"En busca del barón Corvo", de A. J. A. Symons
No hay nadie como los ingleses para escribir biografías (y para montar cementerios improvisados en sus jardincitos traseros, también es cierto) y Symons me da la razón: su biografía del Barón Corvo como deliciosa búsqueda de enlaces literarios, epistolares, vitales y recuerdos directos de quienes le conocieron es una de las mejores reconstrucciones de una vida de escritor que he leído y, seguramente, de las más tramposas, aunque con el dignísimo fin de convertirse en espléndida literatura.
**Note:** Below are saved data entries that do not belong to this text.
PR #981, opened 2024-03-08
Use StackHPC downstream requirements fork

assumptionsandg:


etc/kayobe/kolla/kolla-build.conf
```diff
@@ -9,3 +9,8 @@ base_tag = jammy-20231004
 base_tag = 9.{{ stackhpc_pulp_repo_rocky_9_minor_version }}
 {% endif %}
 build_args = {{ kolla_build_args.items() | map('join', ':') | join(',') }}
+
+[openstack-base]
+type = url
```
markgoddard: Unless you provide it with the URL of a tarbacll, the type will need to be git.

etc/kayobe/kolla/kolla-build.conf
```diff
@@ -9,3 +9,8 @@ base_tag = jammy-20231004
...
+location = https://github.com/stackhpc/requirements
+reference = {{ stackhpc_kolla_source_version }}
```
markgoddard: We may decide to start using tags for the kolla version, at which point this would be wrong. It would be better to either make new variables for the requirements URL and version, or just hard code to `stackhpc/{{ openstack_release }}`

markgoddard (changes requested):

mnasiadka:
Maybe my question is utterly stupid, but why not just use kolla template overrides to override requirements?https://github.com/openstack/kolla/commit/19e40f160852a3519f3e58043b9b5555ca87f87d

markgoddard:
> Maybe my question is utterly stupid, but why not just use kolla template overrides to override requirements?[openstack/kolla@19e40f1](https://github.com/openstack/kolla/commit/19e40f160852a3519f3e58043b9b5555ca87f87d)

It looks like that isn't universally applied, so would require changes to kolla source. I suppose it would allow changes to be specific to each image, which may have pros and cons.

markgoddard (approved):

PR #983, opened 2024-03-11
Fix Tempest doc long line

Alex-Welsh:


tox.ini
```diff
@@ -6,7 +6,7 @@ skipsdist = True
 [testenv]
 install_command = pip install {opts} {packages}
 deps =
-    -c{env:TOX_CONSTRAINTS_FILE:https://releases.openstack.org/constraints/upper/yoga}
```
markgoddard: This should work if you've cleared your pip cache

Alex-Welsh: Reverted

markgoddard (approved):

PR #984, opened 2024-03-11
Yoga bump magnum tag

scrungus:


JohnGarbutt (dismissed):
This looks correct to me, and required for ECMWF

releasenotes/notes/bump-magnum-capi-helm-6723d89456e6a590.yaml
```diff
@@ -0,0 +1,4 @@
+---
+upgrade:
```
Alex-Welsh: nit: I think upgrade tags are for notes that users should be aware of when upgrading, like a variable name changing or something non-backwards-compatible. This should probably either be treated like a new feature or a fix to an old one

mnasiadka: Well - here's a description of categories: https://docs.openstack.org/reno/latest/user/usage.html#editing-a-release-note
I think upgrade is a bit better than feature (more people read upgrade section than others) - it might fit other, but then nobody cares

markgoddard: I agree with Alex here. Upgrade is for cases that may require user action or be backwards incompatible.

scrungus: done

markgoddard (approved):

scrungus:
https://github.com/stackhpc/stackhpc-release-train/actions/runs/8359424251/job/22882730344

PR #987, opened 2024-03-12
Bump magnum-capi-helm version

sd109:


releasenotes/notes/bump-magnum-capi-helm-7e4ad37d3d9eecce.yaml
```diff
@@ -0,0 +1,4 @@
+---
+upgrade:
```
Alex-Welsh, line 2: Upgrade is for notes that the user should be aware of when upgrading i.e. breaking changes. This is more of a feature (or fix if the update is to fix an issue)

markgoddard (approved):

PR #988, opened 2024-03-13
Add missing grafana plugins

technowhizz:
Adds missing grafana plugins

### DIFF
--- a/etc/kayobe/kolla.yml
+++ b/etc/kayobe/kolla.yml
@@ -320,7 +320,9 @@ kolla_build_blocks:
     ADD additions-archive /
   grafana_plugins_install: |
     RUN grafana-cli plugins install vonage-status-panel \
-        && grafana-cli plugins install grafana-piechart-panel
+        && grafana-cli plugins install grafana-piechart-panel \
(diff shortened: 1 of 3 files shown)


etc/kayobe/kolla.yml
```diff
@@ -320,7 +320,9 @@ kolla_build_blocks:
     ADD additions-archive /
   grafana_plugins_install: |
     RUN grafana-cli plugins install vonage-status-panel \
-        && grafana-cli plugins install grafana-piechart-panel
+        && grafana-cli plugins install grafana-piechart-panel \
```
mnasiadka, line 323: Out of curiosity - why not do that upstream?

technowhizz: Why not add the plugins upstream?

These are the upstream plugins I am adding. If you mean why not add the skc plugins upstream then I think they're only unique to us and the ceph dashboard we use. 

Ultimately though it would be nice to be able to merge the plugin lists instead of having skc replace the upstream one. We may have a solution to that, that we will propose upstream. But in the meantime I think we need this :)

jovial (approved):
Seems sane to me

Symons consigue entregar a los lectores los restos mortales del pobre falso Barón en varios cucuruchos de papel rellenos de cartas mezquinas, paranoias varias, reproducciones literarias que lo dicen todo de los sueños del biografiado (fascinante ese Adriano VII; ese sueño novelesco de Corvo de acabar como Papa de Roma, acompañado de varios chulazos desnudos en sus aposentos), escritos inéditos y recreaciones de sus últimos días de miseria veneciana en compañía de jovencitos, a bordo de una góndola a la deriva.
"En busca del barón Corvo" es una magnífica biografía. Pero también es una afiladísima reflexión sobre la creación literaria como sólido contenedor de paranoias y el deseo (y la certeza de merecerlo) de ser otro más importante, más rico, más loco.


M.k dijo
Sí, es un libro estupendo. Sólo te ha faltado decir la época en que está escrito: ¿ya no se escriben libros así? Corvo y Cierro.